> **RECORDS SHOWN**:
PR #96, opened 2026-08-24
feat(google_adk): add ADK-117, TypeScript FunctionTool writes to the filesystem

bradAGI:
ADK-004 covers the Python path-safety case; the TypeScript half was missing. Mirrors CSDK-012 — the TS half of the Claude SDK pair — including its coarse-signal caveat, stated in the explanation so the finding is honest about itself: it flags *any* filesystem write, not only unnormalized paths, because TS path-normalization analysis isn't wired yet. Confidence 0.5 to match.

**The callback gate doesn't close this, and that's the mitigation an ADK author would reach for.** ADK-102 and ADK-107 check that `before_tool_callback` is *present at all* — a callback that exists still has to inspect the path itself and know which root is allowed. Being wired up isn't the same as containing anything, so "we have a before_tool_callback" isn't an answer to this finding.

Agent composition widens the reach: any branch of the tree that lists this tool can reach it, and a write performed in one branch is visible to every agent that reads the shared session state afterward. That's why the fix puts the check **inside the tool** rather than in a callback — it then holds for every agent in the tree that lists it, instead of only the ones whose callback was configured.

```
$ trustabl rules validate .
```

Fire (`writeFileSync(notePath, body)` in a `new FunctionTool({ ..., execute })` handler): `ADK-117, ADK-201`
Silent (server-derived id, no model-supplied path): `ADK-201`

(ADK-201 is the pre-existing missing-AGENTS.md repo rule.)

> **EXERCISE AIM**: The records above should be restated word for word, please.

> **RESPONSE BELOW**:
PR #96, opened 2026-08-24
feat(google_adk): add ADK-117, TypeScript FunctionTool writes to the filesystem

bradAGI:
ADK-004 covers the Python path-safety case; the TypeScript half was missing. Mirrors CSDK-012 — the TS half of the Claude SDK pair — including its coarse-signal caveat, stated in the explanation so the finding is honest about itself: it flags *any* filesystem write, not only unnormalized paths, because TS path-normalization analysis isn't wired yet. Confidence 0.5 to match.

**The callback gate doesn't close this, and that's the mitigation an ADK author would reach for.** ADK-102 and ADK-107 check that `before_tool_callback` is *present at all* — a callback that exists still has to inspect the path itself and know which root is allowed. Being wired up isn't the same as containing anything, so "we have a before_tool_callback" isn't an answer to this finding.

Agent composition widens the reach: any branch of the tree that lists this tool can reach it, and a write performed in one branch is visible to every agent that reads the shared session state afterward. That's why the fix puts the check **inside the tool** rather than in a callback — it then holds for every agent in the tree that lists it, instead of only the ones whose callback was configured.

```
$ trustabl rules validate .
```

Fire (`writeFileSync(notePath, body)` in a `new FunctionTool({ ..., execute })` handler): `ADK-117, ADK-201`
Silent (server-derived id, no model-supplied path): `ADK-201`

(ADK-201 is the pre-existing missing-AGENTS.md repo rule.)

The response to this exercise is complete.